This territory of Northern Ireland, as established by the Government of Ireland Act 1920, had its own provincial government which was controlled for 50 years until 1972 by the conservative Ulster Unionist Party (UUP). The tendency to vote on sectarian lines and the proportions of each religious denomination ensured that there would never be a change of government. In local government, constituency boundaries were drawn to divide nationalist communities into two or even three constituencies and so weaken their effect (see Gerrymandering).

The (mainly Catholic) Nationalist population in Northern Ireland, besides feeling politically alienated, was also economically alienated, often with worse living standards compared to their Protestant (mainly Unionist) neighbours, with fewer job opportunities, and living in ghettos in Belfast, Derry, Armagh and other places. Many Catholics considered the Unionist government was undemocratic, bigoted and favoured Protestants. Emigration for economic reasons kept the nationalist population from growing, despite its higher birth rate. Although poverty, (e)migration and unemployment were fairly widespread (albeit not to the same extent) among Protestants as well, on the other hand the economic situation in Northern Ireland (even for Catholics) was for a long time arguably still better than in the Republic of Ireland.

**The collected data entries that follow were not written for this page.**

PR #271, opened 2020-03-19
Move general interface for Outstreams to utils package.

berlin-ab:
I realized while working on another PR that the utils package depended on
the step package for OutStreams, which seems like a strange dependency.

### DIFF
--- a/greenplum/cluster.go
+++ b/greenplum/cluster.go
@@ -8,7 +8,7 @@ import (
 	"github.com/pkg/errors"
 	"golang.org/x/xerrors"
 
-	"github.com/greenplum-db/gpupgrade/step"
+	"github.com/greenplum-db/gpupgrade/utils"
 )
 
 var isPostmasterRunningCmd = exec.Command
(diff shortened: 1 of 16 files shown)


jchampio:
I've been trying to move us away from the `utils` megadependency; I think this pushes things in the wrong direction.

berlin-ab:
> I've been trying to move us away from the `utils` megadependency; I think this pushes things in the wrong direction.

I understand and agree with you, but `utils` is a better spot than `step`.

jchampio:
> utils is a better spot than step

Why?

berlin-ab:
Currently:

hub depends on step (specfic to specific)
utils depends on step (general to specific)

We want to depend in from specific to general.

New:

hub -> utils
step -> utils

berlin-ab:
Can you think of a better spot to put it?

berlin-ab:
Also, currently the Cluster knows about `step` for start/stop, which doesn't seem like something it should know about.

berlin-ab:
Alternatively, we could duplicate the Outstreams into the `greenplum` package so there's not a dependency structure like this:

```
greenplum -> step
hub -> step
```

it would be more like:

```
hub -> greenplum (OutStreams)
hub -> step (OutStreams)
```

They can evolve independently, as long as hub ensures that it passes the necessary stream type to the `greenplumRunner`.

jchampio:
> Currently:
> 
> hub depends on step (specfic to specific)
> utils depends on step (general to specific)

`utils.Cluster` depends on `step`, but we already know `Cluster` doesn't belong in `utils` anyway. Having a `greenplum` -> `step` dependency is less problematic to me. Not clean, but not incredibly dirty as long as the dependency doesn't grow.

> Alternatively, we could duplicate the Outstreams into the greenplum package so there's not a dependency structure like this:

I don't think the `step` dependency is a problem in practice, but it's definitely a smell. If we want to remove the `greenplum` -> `step` dependency, this move gets my vote for now.

jchampio:
(Long-term -- and I do mean long-term; I wouldn't want to do it now -- it seems like `OutStreams` is an `io` concept. Do we have other such input/output concerns in other places?)

berlin-ab:
@jchampio https://github.com/greenplum-db/gpupgrade/pull/272

berlin-ab:
Closing in favor of alternate design.

PR #272, opened 2020-03-19
Break dependency between greenplum and step packages

berlin-ab:
Duplicates the OutputStreams type. This should let them grow independenly if the need to, and reduces
the chance that changes to the step package have downstream effects on the Greenplum package. Now,
only the hub package will need to respond to changes in the step design.

This PR has been opened in favor over https://github.com/greenplum-db/gpupgrade/pull/271

### DIFF
--- a/hub/greenplum_runner.go
+++ b/hub/greenplum_runner.go
@@ -2,14 +2,18 @@ package hub
 
 import (
 	"fmt"
+	"io"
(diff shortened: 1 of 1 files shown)


berlin-ab:
err, I'll wait on this one until the GreenplumRunner PR is in.

PR #274, opened 2020-03-20
Reduce threading of streams and cluster data through Start/Stop.

berlin-ab:
- Introduces a facade on Cluster to pass through to GpStart and GpStop utilities
  that is responsible for start/stop operations. 

- Replaces startStopCommand with Runner system.

```
// for example:

target.GpStart(streams).Start()
source.GpStop(streams).Stop()

```

### DIFF
--- a/greenplum/cluster.go
+++ b/greenplum/cluster.go
@@ -271,23 +271,30 @@ func (c *Cluster) MasterPidFile() string {
 // Cluster Manager facade
 //
 func (c *Cluster) Start(stream OutStreams) error {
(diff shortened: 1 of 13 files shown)


berlin-ab:
To @kalensk 's question offline: "What's the value of reducing threading of streams"

Streams are really only needed by the lowest layer, the system utilities that we call out to. If we can reduce the need to pass streams through every single layer to get down to the bottom,  it can simplify all of the layers in the middle.

Cluster doesn't necessarily need to know about Input/output streams, but the thing that starts and stops the cluster does need to know about them.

During the 1930s the IRA launched minor attacks against the Royal Ulster Constabulary (RUC) and British Army in Northern Ireland. During World War II the IRA leadership hoped for support from Germany, and chief of staff Seán Russell travelled there in 1940; he died later that year after falling ill on a U-boat that was bringing him back to Ireland (possibly with a view to starting a German sponsored revolution in Ireland). Suspected republicans were interned on both sides of the border, for different reasons.

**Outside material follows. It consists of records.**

PR #276, opened 2020-03-20
Move agent connection and server start/stop into hub/agent package.

berlin-ab:
Move agent connection plus agent start stop logic into an `agent` package within hub.

The interesting work here is in `server.go` where we've moved all of the Agent work into an `agentClient` struct on the Server object. `AgentConns()` still remains, but the rest of the server methods for managing agent connections and agent start/stop now belong to the `agent.Client`.

This is the public interface to an agent client after the move.
```
package agent

type Client struct {
...
}

type Connection struct {
...
}

type Dialer func (...) 

func NewClient(dialer Dialer) *Client

func (c *Client) Connect(hostnames []string, port int) error

func (c *Client) Connections() []*Connection

func (c *Client) StopAllAgents() error

func (c *Client) CloseConnections() 

func (c *Client) RestartAllAgents(hostnames []string, port int, stateDir string)
```

### DIFF
--- a/hub/agent/agentclient.go
+++ b/hub/agent/agentclient.go
@@ -3,7 +3,6 @@ package agent
 import (
 	"context"
 	"fmt"
-	"net"
 	"os"
 	"os/exec"
 	"path/filepath"
@@ -35,9 +34,9 @@ func NewClient(dialer Dialer) *Client {
 	}
 }
 
-func (m *Client) Connect(hostnames []string, port int) error {
-	if m.connections != nil {
-		if err := m.ensureConnectionsAreReady(); err != nil {
+func (c *Client) Connect(hostnames []string, port int) error {
+	if c.connections != nil {
+		if err := c.ensureConnectionsAreReady(); err != nil {
 			gplog.Error("ensureConnsAreReady failed: %s", err)
 			return err
 		}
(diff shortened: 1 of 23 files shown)


kalensk:
Seeing `/hub/agent` is super duper confusing to me since it seems to be conflating the gpupgrade hub and agent processes with the gRPC client and server model. The hub has both a gRPC server and client.

```
[ gpupgrade cli ]          [gpupgrade hub]          [gpupgrade agent] 
    gRPC client     <-->      gRPC server
                              gRPC client     <-->      gRPC server
```

berlin-ab:
Good point. One thing I'm struggling with is understanding the current system. Hopefully we can improve the design such that it is not "super duper confusing" to either one of us.

berlin-ab:
The `agent` package created here currently represents the work that the `hub` needs to do to communicate with `agents`.   So the `hub gRPC client <-> agent gRPC server` portion of your diagram.

berlin-ab:
Can you think of a better name for that concept?

kalensk:
On a very quick glance perhaps teasing apart or making it more clear the gRPC client and gRPC server partitions inside the hub? Perhaps the following might help...

That is, the server portion is mostly `hub.Start()` where it creates a new server and listens and then accepts class in like initialize.go and execute.go.

The client portions are mostly the `hub.Connection` struct and the fields `agentConns` and `grpcDialer` on the hub struct. These are used in the following main functions `AgentConns()`, `closeAgentConns()`, `stopAgents()`. They are also used in initialize.go and execute.go when calling out to the gpupgrade agent processes.

Thus, initialize.go and execute.go have qualities of _both_ the client and server.

berlin-ab:
I think that's the teasing apart that I've done. Perhaps we can take it further.

kalensk:
Maybe change `hub/agent` package to `hub/client`?

berlin-ab:
> Maybe change `hub/agent` package to `hub/client`?

I'll give it a shot.

berlin-ab:
@kalensk I stuck with `agent` as the package name because `agent.Client` and `agent.Connection` ended up being the exposed public types, and I think that reads well.

PR #277, opened 2020-03-20
fixup: validate mirrors and standby in BATS and CI

dkrieger-pvtl:
add a stronger directory check before deleting a local demo
cluster to prevent accidental deletion of the wrong directory.

This passed in CI, and finalize.bats ran successfully on my machine on a demo cluster.


jchampio:
This'll break my workflow, unfortunately. I put my gpdemo under `/tmp` by using the `MASTER_DATADIR` feature of the demo-cluster scripts.

jchampio:
You could keep `datadirs` I think without loss of generality.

The Border Campaign in the mid-50s was the last attempt at traditional military action and was an abject failure.

===1966–1969===
In the late 1960s, Irish political activist groups found parallels between their struggle against religious discrimination and the civil rights campaign of African Americans against racial discrimination in the US. Student leaders such a Bernadette Devlin McAliskey and Nationalist politicians such as Austin Currie tried to use non-violent direct action to draw attention to the blatant discrimination. Republicans, largely demilitarised at the time, engaged considerably with the civil rights campaign. By 1968, Europe as a whole was engulfed in a struggle between radicalism and conservativism. In Sinn Féin, the same debate raged. The dominant analysis was that Protestant Irishmen and women would never be bombed into a united Ireland. The only way forward was to have both sides embrace socialism and forget their sectarian hatreds. They resolved to no longer to be drawn into inter-communal violence.

As a response to the civil rights campaign, militant loyalist paramilitary groups started to emerge in the Protestant community. The Ulster Volunteer Force (UVF) was the first. The UVF had originally existed among loyalist Ulster Protestants before World War I to oppose Home Rule. In the 1960s it was relaunched by militant loyalists, encouraged by certain politicians, to oppose any attempt to reunite Northern Ireland with the Republic of Ireland, which is how they saw any change in their status vis-a-vis Catholics.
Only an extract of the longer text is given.